(Saved data entries)
# # # # # # #
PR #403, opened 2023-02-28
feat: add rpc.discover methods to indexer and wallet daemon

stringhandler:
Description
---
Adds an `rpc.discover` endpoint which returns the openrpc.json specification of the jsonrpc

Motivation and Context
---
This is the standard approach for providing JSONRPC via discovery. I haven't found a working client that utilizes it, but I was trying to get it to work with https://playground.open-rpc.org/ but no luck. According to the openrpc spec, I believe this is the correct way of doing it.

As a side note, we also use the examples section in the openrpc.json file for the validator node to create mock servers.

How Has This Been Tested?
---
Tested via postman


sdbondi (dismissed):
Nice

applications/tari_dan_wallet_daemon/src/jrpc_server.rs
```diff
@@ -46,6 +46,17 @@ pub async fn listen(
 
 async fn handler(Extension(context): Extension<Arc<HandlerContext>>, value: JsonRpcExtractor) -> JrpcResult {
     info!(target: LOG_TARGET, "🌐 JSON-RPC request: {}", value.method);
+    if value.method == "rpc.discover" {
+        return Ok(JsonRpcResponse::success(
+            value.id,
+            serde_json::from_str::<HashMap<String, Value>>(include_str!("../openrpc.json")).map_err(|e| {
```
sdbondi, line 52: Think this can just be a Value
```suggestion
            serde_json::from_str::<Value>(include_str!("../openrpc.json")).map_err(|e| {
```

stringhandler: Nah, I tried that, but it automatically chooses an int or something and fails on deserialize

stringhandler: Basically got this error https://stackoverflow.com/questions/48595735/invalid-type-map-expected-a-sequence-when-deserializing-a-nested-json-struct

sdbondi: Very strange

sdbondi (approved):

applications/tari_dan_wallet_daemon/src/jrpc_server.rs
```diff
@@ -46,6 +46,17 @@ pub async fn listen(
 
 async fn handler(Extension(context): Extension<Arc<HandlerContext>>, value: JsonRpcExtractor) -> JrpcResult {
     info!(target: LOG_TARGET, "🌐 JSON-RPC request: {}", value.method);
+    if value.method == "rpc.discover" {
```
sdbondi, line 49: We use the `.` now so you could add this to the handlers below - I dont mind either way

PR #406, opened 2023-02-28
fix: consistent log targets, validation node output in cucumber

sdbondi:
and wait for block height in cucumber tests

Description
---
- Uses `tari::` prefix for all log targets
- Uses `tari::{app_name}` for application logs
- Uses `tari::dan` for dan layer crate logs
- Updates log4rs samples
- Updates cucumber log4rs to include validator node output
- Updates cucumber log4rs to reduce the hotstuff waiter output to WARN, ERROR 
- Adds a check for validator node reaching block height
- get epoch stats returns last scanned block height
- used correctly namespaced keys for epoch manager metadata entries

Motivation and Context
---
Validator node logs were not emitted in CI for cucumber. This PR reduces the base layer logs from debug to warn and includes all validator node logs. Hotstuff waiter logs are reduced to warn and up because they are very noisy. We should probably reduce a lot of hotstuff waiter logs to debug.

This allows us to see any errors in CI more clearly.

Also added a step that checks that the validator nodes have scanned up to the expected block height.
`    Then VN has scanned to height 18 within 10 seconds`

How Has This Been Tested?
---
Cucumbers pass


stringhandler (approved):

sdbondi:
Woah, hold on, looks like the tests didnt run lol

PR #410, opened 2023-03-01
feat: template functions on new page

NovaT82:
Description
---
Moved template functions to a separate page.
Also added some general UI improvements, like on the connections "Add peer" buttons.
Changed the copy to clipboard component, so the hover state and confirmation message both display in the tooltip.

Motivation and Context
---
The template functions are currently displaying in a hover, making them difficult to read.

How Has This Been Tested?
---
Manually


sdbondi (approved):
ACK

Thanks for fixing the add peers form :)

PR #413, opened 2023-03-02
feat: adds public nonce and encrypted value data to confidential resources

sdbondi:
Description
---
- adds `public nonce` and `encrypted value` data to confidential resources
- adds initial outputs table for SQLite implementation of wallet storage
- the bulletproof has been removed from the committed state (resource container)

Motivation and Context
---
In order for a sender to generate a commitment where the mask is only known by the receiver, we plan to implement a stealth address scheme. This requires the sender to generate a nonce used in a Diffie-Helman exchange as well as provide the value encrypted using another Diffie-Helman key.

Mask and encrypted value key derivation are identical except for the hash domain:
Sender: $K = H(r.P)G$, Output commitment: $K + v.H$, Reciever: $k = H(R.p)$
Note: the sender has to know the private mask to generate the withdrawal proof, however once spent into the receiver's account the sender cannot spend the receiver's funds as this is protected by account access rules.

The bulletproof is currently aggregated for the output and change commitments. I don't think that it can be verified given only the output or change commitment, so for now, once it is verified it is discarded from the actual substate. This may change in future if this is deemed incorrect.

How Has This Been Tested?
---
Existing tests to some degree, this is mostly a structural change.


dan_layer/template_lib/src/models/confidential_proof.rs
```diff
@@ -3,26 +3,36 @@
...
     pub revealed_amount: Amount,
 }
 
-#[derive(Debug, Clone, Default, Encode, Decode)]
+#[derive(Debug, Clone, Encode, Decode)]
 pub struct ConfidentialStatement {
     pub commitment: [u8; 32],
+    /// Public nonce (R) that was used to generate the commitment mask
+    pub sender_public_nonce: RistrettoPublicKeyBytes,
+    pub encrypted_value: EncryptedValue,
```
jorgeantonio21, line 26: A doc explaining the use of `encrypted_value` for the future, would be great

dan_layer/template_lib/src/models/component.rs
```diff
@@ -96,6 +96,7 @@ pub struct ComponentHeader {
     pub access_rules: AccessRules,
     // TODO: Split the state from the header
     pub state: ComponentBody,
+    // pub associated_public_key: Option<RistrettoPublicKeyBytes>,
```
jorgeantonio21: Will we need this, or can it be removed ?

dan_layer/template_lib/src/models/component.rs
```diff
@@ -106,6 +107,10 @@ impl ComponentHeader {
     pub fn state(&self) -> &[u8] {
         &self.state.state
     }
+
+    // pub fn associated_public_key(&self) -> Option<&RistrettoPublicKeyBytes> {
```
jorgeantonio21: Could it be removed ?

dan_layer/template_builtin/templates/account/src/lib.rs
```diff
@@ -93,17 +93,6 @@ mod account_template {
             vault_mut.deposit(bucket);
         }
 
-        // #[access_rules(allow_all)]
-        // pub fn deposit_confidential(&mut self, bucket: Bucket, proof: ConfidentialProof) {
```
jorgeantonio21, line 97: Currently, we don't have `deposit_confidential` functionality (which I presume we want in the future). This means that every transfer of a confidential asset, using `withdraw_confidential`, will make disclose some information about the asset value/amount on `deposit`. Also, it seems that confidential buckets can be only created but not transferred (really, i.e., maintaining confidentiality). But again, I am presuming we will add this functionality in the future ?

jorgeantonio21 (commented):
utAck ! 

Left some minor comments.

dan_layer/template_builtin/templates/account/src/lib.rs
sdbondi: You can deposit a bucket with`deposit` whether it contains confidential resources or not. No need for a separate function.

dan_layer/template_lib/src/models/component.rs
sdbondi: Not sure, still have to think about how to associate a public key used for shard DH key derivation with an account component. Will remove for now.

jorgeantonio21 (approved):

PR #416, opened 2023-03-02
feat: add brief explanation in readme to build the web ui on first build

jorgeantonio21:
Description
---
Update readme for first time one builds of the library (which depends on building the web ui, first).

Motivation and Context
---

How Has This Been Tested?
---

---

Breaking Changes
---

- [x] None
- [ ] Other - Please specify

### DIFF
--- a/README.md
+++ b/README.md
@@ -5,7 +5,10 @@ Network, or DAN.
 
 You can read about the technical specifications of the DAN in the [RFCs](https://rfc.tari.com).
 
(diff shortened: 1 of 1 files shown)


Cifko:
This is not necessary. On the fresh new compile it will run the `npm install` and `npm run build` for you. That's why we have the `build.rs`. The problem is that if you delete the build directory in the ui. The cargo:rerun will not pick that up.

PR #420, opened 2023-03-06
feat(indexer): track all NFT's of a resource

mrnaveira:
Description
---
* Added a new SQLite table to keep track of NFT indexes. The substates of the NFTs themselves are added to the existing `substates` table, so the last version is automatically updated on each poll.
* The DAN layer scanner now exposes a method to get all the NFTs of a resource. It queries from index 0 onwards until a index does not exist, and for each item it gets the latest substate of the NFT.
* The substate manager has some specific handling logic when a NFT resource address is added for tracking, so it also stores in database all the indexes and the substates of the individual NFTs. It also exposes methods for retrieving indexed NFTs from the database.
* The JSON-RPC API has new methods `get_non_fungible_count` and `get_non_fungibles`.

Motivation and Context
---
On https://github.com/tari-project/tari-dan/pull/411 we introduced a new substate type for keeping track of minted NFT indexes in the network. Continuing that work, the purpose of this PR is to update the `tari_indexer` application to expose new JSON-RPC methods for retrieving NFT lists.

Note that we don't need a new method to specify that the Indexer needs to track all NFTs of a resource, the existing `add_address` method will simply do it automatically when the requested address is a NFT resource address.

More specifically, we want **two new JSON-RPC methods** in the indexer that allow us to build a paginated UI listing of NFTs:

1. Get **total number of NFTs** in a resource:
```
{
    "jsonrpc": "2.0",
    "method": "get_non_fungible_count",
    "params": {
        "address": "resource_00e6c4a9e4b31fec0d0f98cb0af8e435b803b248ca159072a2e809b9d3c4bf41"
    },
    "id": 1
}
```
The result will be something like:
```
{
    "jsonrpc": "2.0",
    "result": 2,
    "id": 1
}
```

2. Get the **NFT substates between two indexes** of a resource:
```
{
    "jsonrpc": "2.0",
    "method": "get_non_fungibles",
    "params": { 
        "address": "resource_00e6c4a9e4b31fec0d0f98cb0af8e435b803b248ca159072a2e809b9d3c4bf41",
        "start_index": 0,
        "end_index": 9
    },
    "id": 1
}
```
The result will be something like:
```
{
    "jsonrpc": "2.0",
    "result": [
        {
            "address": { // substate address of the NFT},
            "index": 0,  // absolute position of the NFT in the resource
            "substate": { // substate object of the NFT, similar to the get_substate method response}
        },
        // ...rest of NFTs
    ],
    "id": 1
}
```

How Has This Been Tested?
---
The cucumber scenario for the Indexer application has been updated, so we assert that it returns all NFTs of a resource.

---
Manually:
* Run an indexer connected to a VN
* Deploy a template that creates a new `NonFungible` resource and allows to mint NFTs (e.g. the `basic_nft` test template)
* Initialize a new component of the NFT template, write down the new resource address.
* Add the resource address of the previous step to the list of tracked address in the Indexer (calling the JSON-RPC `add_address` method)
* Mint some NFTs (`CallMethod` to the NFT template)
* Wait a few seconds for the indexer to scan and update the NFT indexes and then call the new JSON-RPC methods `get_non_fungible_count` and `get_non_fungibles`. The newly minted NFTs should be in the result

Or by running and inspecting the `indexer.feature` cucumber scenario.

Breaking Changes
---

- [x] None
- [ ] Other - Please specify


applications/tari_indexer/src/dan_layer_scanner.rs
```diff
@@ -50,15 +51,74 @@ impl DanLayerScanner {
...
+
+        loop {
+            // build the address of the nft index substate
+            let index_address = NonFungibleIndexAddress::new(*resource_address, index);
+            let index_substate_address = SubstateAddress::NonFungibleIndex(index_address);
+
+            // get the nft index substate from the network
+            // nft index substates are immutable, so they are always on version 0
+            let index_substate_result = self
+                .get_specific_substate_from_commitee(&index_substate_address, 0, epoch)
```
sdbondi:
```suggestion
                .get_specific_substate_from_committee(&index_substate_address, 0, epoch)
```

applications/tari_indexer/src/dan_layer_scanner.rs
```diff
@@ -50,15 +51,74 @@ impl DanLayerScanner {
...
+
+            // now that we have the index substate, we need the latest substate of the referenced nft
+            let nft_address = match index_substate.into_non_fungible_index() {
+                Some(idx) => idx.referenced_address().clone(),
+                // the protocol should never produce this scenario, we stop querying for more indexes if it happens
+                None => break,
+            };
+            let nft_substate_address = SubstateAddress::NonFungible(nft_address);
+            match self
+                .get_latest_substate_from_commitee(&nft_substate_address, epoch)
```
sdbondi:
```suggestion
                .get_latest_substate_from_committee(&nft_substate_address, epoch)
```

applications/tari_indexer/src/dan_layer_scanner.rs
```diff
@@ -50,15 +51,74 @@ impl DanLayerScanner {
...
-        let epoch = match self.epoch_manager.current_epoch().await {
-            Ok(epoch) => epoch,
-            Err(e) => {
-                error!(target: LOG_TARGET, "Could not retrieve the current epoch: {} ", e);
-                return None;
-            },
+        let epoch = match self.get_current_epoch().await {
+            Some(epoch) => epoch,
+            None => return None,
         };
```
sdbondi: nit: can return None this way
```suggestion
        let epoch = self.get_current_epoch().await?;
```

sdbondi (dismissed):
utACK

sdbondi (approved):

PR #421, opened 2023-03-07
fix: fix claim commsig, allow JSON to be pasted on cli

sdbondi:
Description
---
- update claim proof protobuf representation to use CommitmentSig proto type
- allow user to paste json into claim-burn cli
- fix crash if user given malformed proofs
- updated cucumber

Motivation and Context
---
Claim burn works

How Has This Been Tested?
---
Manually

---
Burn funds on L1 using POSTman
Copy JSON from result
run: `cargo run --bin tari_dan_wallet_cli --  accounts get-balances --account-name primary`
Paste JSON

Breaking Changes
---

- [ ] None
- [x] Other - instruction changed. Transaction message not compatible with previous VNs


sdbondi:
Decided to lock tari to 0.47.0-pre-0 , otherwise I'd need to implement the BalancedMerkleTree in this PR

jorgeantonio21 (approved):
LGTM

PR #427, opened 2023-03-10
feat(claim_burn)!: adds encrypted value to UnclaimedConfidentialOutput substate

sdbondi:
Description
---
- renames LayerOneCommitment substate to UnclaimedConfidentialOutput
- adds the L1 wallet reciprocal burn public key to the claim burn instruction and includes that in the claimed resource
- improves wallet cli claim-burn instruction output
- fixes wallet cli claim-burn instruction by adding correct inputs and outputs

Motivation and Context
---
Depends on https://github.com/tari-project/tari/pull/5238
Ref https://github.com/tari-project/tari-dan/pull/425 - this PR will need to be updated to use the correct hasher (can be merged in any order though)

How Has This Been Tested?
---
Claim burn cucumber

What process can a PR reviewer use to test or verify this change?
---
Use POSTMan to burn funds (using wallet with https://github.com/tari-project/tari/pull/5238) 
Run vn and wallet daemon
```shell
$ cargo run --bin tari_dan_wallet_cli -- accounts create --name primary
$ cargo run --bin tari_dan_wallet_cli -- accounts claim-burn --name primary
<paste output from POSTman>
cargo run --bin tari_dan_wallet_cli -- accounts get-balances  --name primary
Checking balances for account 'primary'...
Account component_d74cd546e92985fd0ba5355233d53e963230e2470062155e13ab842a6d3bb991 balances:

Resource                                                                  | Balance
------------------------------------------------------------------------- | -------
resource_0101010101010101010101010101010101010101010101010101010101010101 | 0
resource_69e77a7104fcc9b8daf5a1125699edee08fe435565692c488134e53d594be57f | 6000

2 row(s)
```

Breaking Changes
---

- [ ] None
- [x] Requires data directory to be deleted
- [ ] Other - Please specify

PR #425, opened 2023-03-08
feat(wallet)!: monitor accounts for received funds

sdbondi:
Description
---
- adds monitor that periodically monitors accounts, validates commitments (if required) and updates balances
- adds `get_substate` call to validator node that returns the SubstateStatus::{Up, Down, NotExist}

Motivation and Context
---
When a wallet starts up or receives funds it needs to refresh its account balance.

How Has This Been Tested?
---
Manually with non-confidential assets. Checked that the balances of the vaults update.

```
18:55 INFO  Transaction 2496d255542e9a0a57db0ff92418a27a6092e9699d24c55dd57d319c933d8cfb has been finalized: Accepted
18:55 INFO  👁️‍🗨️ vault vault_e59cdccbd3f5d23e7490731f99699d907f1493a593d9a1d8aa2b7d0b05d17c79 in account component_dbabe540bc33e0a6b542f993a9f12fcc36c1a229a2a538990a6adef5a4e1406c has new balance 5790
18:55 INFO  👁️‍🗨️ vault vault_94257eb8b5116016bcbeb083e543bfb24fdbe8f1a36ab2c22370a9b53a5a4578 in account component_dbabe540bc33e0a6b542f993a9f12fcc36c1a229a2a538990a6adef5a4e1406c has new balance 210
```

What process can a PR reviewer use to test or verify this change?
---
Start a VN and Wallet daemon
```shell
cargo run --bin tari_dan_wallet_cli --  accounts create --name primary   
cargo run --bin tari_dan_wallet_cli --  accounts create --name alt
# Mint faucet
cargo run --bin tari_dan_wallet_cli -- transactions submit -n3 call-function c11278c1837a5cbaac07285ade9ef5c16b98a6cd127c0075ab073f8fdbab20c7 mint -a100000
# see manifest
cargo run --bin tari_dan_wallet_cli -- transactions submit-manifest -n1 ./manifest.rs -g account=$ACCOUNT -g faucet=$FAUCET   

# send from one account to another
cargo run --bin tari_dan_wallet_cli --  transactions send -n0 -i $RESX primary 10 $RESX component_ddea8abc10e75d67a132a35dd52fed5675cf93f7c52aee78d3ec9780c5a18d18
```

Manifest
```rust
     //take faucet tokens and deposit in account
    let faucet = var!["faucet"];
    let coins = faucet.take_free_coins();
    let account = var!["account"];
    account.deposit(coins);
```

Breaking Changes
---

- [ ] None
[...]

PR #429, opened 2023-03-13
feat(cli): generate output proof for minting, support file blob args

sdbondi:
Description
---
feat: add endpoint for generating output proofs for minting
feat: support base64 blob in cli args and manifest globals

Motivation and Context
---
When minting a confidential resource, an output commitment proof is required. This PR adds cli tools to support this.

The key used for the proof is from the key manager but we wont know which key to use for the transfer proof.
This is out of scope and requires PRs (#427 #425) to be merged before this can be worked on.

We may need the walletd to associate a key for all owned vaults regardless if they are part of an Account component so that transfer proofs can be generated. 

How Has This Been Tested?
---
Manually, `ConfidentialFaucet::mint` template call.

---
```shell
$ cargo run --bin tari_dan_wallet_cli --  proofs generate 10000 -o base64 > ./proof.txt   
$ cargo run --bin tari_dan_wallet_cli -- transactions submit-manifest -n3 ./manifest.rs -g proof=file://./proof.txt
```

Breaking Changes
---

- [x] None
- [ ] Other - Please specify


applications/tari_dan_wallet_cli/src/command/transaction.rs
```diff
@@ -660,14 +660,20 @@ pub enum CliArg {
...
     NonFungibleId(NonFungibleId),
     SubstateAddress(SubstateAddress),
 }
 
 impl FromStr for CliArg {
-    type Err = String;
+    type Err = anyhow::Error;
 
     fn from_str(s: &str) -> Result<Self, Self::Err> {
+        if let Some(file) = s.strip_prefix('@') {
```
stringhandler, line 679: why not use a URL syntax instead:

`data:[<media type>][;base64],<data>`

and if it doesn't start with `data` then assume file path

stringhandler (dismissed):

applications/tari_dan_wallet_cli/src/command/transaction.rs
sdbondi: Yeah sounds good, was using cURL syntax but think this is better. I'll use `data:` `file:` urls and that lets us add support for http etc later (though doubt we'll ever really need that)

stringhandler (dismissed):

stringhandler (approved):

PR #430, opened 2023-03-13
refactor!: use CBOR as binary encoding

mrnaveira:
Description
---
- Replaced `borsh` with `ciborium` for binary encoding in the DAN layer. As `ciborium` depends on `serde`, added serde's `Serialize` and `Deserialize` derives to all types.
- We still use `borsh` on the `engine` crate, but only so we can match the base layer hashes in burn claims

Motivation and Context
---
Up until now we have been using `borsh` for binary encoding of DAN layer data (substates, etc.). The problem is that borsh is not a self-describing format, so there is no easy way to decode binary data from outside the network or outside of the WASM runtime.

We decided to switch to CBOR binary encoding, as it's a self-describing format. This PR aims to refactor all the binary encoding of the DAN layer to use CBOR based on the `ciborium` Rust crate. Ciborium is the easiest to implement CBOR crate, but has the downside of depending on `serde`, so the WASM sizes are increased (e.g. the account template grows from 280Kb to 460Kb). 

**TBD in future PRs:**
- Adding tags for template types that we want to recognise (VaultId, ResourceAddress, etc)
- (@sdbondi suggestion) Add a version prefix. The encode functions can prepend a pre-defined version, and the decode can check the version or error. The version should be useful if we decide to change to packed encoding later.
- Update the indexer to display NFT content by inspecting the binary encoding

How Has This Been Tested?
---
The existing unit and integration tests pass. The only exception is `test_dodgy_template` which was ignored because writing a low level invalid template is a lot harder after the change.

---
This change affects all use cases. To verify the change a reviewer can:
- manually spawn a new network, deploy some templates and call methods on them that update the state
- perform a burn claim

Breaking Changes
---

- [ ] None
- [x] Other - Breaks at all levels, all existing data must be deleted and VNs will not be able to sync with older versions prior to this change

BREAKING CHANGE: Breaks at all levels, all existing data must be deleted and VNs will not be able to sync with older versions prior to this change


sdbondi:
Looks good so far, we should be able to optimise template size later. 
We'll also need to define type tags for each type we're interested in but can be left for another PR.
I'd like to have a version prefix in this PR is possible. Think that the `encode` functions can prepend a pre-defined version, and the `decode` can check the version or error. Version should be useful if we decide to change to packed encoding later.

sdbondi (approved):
# # # # # # #
Make a list of all lines in the data that contain "logs".

- Uses `tari::{app_name}` for application logs
- Uses `tari::dan` for dan layer crate logs
Validator node logs were not emitted in CI for cucumber. This PR reduces the base layer logs from debug to warn and includes all validator node logs. Hotstuff waiter logs are reduced to warn and up because they are very noisy. We should probably reduce a lot of hotstuff waiter logs to debug.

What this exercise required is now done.